When speaking to a child about their fears, your goal is not to talk endlessly, but to shift into logical, problem-solving. Redirecting the child something fun and healthy is an excellent way to curb their catastrophizing and teach them self-care tactics. Play a game. Shoot some hoops. Read a book. Offer to initially do it with them, but since you won’t always be available, and they might be around others on occasion, give them options that are independent and inconspicuous. Drawing. Singing a song in their head. Creating their all-time baseball team. The brain can’t be in fight or flight and do word puzzles simultaneously, so this gets them out of endless worrying. “Ruminating just burns it into the brain,” Bostic warns. Introduce Logic Are they concerned about the wildfires in the Outback? The Corona virus outbreak? Take out a map and show them how far away Australia is. Offer such context as, “The world has seen illnesses and wildfires before.” While you don’t want to dismiss the seriousness, it’s good to mention positive aspects, Tucker says. Consider: “Doctors are working on a vaccine right now.” “There are thousands of people fighting those fires.” “The plane I’m flying on has a crew just for maintenance.” Break Big Problems Into Little Steps Breaking down big problems into little steps is crucial, as it lets your kid know that rather than waiting and worrying, there are always positive things to do, Bostic says. If your child is worried about your upcoming plane flight, say, “We’ll get our stuff together. We’ll get their early to check in, and while we do that, they’re examining the plane.” If it’s a flu epidemic, say: “We wash our hands and sneeze into our elbows.” Teach Them to Observe Their Environment Say your kid heard of — and is worried about — sharks in the water at the beach. Look around and see if others at the beach are in the ocean.

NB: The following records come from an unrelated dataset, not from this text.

PR #493, opened 2024-09-11
android: fix network callback race

kari-ts:
ConnectivityManager doesn't make guarantees about the order of network updates. Only use network updates for currently active network.


android/src/main/java/com/tailscale/ipn/NetworkChangeCallback.kt
```diff
@@ -28,29 +30,46 @@ object NetworkChangeCallback {
         networkConnectivityRequest,
         object : ConnectivityManager.NetworkCallback() {
           override fun onAvailable(network: Network) {
-            super.onAvailable(network)
+            // Only use if the network in the callback is the current active network. Network
+            // updates are not guaranteed to come in order.
+            if (connectivityManager.getActiveNetwork() == network) {
+              activeNetwork = network
```
andrew-d, line 36: Do we need to synchronize access to this field?

andrew-d (commented):
I wasn't able to find any information about whether at `NetworkCallback` can have methods called synchronously, so I think we might need to protect `activeNetwork` with something?

android/src/main/java/com/tailscale/ipn/NetworkChangeCallback.kt
```diff
@@ -28,29 +30,46 @@ object NetworkChangeCallback {
...
+              if (dns.updateDNSFromNetwork(sb.toString())) {
+                Libtailscale.onDNSConfigChanged(linkProperties?.interfaceName)
+              }
+            } else {
 
-            if (dns.updateDNSFromNetwork(sb.toString())) {
-              Libtailscale.onDNSConfigChanged(linkProperties?.interfaceName)
+              Log.d(
+                  TAG,
+                  "monitor DNS changes, not sending DNS config because available network does not match currently active network")
```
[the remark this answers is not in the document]
agottardo: Yes, please make sure we always log the name of the network we received an update for, and the network that we currently believe to be active.

android/src/main/java/com/tailscale/ipn/NetworkChangeCallback.kt
```diff
@@ -2,55 +2,85 @@
...
 
+  // Track the current active network
+  @Volatile private var activeNetwork: Network? = null
+  private val TAG = "NetworkChangeCallback"
+
+  // Create a lock object for synchronizing access to activeNetwork
+  private val activeNetworkLock = Any()
+
   // requestNetwork attempts to find the best network that matches the passed NetworkRequest. It is
   // possible that this might return an unusuable network, eg a captive portal.
```
andrew-d, line 23: This comment is out-of-date

android/src/main/java/com/tailscale/ipn/NetworkChangeCallback.kt
```diff
@@ -2,55 +2,85 @@
...
-            .build()
-
-    connectivityManager.registerNetworkCallback(
-        networkConnectivityRequest,
+
+    connectivityManager.registerDefaultNetworkCallback(
         object : ConnectivityManager.NetworkCallback() {
           override fun onAvailable(network: Network) {
-            super.onAvailable(network)
+            val networkCapabilities = connectivityManager.getNetworkCapabilities(network)
```
andrew-d, line 29: I don't think this is safe; from [the docs](https://developer.android.com/reference/android/net/ConnectivityManager.NetworkCallback#onAvailable(android.net.Network)):

> Do NOT call ConnectivityManager.getNetworkCapabilities(android.net.Network) or ConnectivityManager.getLinkProperties(android.net.Network) or other synchronous ConnectivityManager methods in this callback as this is prone to race conditions (there is no guarantee the objects returned by these methods will be current). Instead, wait for a call to onCapabilitiesChanged(android.net.Network, android.net.NetworkCapabilities) and onLinkPropertiesChanged(android.net.Network, android.net.LinkProperties) whose arguments are guaranteed to be well-ordered with respect to other callbacks.

android/src/main/java/com/tailscale/ipn/NetworkChangeCallback.kt
```diff
@@ -2,55 +2,85 @@
...
+                  val searchDomains: String? = linkProperties?.domains
+                  if (searchDomains != null) {
+                    sb.append("\n")
+                    sb.append(searchDomains)
+                  }
+
+                  if (dns.updateDNSFromNetwork(sb.toString())) {
+                    Libtailscale.onDNSConfigChanged(linkProperties?.interfaceName)
+                  } else {
+                    Log.d(TAG, "DNS config not updated")
```
andrew-d, line 57:
```suggestion
                    Log.d(TAG, "DNS config not updated because active network $connectivityManager.activeNetwork.toString() does not match network $network")
```

android/src/main/java/com/tailscale/ipn/NetworkChangeCallback.kt
```diff
@@ -2,55 +2,85 @@
...
           override fun onAvailable(network: Network) {
-            super.onAvailable(network)
+            val networkCapabilities = connectivityManager.getNetworkCapabilities(network)
+            if (networkCapabilities != null &&
+                networkCapabilities.hasCapability(NetworkCapabilities.NET_CAPABILITY_NOT_VPN) &&
+                networkCapabilities.hasCapability(NetworkCapabilities.NET_CAPABILITY_INTERNET)) {
+              // Only use if the network in the callback is the current active network. Network
+              // updates are not guaranteed to come in order.
+              synchronized(activeNetworkLock) {
+                if (connectivityManager.activeNetwork == network) {
```
andrew-d, line 36: Is this required now that we're only getting notified about the system's default network? The docs aren't super clear I think...

android/src/main/java/com/tailscale/ipn/NetworkChangeCallback.kt
```diff
@@ -2,55 +2,85 @@
...
-            if (dns.updateDNSFromNetwork("")) {
-              Libtailscale.onDNSConfigChanged("")
+            // Proceed only if the network being lost is the most recently active network
+            synchronized(activeNetworkLock) {
+              if (network == activeNetwork) {
+                super.onLost(network)
+                if (dns.updateDNSFromNetwork("")) {
+                  Libtailscale.onDNSConfigChanged("")
+                } else {
+                  Log.d(TAG, "DNS config not updated")
```
andrew-d, line 77: (same log changes as above)

android/src/main/java/com/tailscale/ipn/NetworkChangeCallback.kt
kari-ts: thanks for calling this out!!!

android/src/main/java/com/tailscale/ipn/NetworkChangeCallback.kt
kari-ts: iiuc it is not necessary

android/src/main/java/com/tailscale/ipn/NetworkChangeCallback.kt
```diff
@@ -2,48 +2,49 @@
...
-              sb.append(searchDomains)
+          override fun onCapabilitiesChanged(network: Network, capabilities: NetworkCapabilities) {
+            super.onCapabilitiesChanged(network, capabilities)
+            networkCapabilitiesCache[network] = capabilities
+            val linkProperties = linkPropertiesCache[network]
+            if (linkProperties != null &&
+                capabilities.hasCapability(NetworkCapabilities.NET_CAPABILITY_NOT_VPN) &&
+                capabilities.hasCapability(NetworkCapabilities.NET_CAPABILITY_INTERNET)) {
+              maybeUpdateDNSConfig(linkProperties, dns)
             }
```
andrew-d, line 37: Could you add a log message here, stating why we're not updating the DNS config?

android/src/main/java/com/tailscale/ipn/NetworkChangeCallback.kt
```diff
@@ -2,48 +2,49 @@
...
-              Libtailscale.onDNSConfigChanged(linkProperties?.interfaceName)
+          override fun onLinkPropertiesChanged(network: Network, linkProperties: LinkProperties) {
+            super.onLinkPropertiesChanged(network, linkProperties)
+            linkPropertiesCache[network] = linkProperties
+            val capabilities = networkCapabilitiesCache[network]
+            if (capabilities != null &&
+                capabilities.hasCapability(NetworkCapabilities.NET_CAPABILITY_NOT_VPN) &&
+                capabilities.hasCapability(NetworkCapabilities.NET_CAPABILITY_INTERNET)) {
+              maybeUpdateDNSConfig(linkProperties, dns)
             }
```
andrew-d, line 48: And here?

andrew-d (approved):
I _think_ this is right, though we should be careful to test this on a few devices/networks IMO. Two requests for log messages, but otherwise LGTM!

If they are, say, “Just don’t go farther out than them. They’ll get bitten first and you can get out.” It might sound funny, but it’s another real-world coping tool, because being safe doesn’t always mean avoiding a situation at all costs. “We all reality check,” Bostic says. “It’s a huge way to tame down the fear.”

The Bigger Picture: Control Your Own Fears and Prioritize the Positive

A parent’s fear can a child’s. So, ask yourself: “Are you calm?” If your child brings up something that gets you anxious, take some deep breaths, then put on your poker face. You can be screaming on the inside, but you want to broadcast control. Next question: “How much news are you consuming?” It’s probably more than necessary. “We’re not supposed to be exposed to stress all day,” Kastner says. The simple solution is to reduce. You take in less. They do the same. There’s overall less stress in the house, especially at night, and you’re not any less aware of current events. And with that freed-up time, use it for your family. Play games. Toss around a football. Sing ridiculous songs. Hug more. When these are prioritized, smiling and laughing increase. Coupled with respecting their worries, so does the comfort and trust, and, per Kastner, you get to affirmatively answer your guiding question of “Am I a safe place for them?” Along with the ability to handle stress and the unknown, when you prioritize positive experiences, you’re showing your kids that worries don’t dominate. They’re given their due, but, in any crisis, good stuff not only exists but also is experienced. “It can be overwhelming, but you don’t want it to consume you,” Tucker says. “It’s okay to feel these things, but there are other parts of life. You can go play. It’s all about balance.”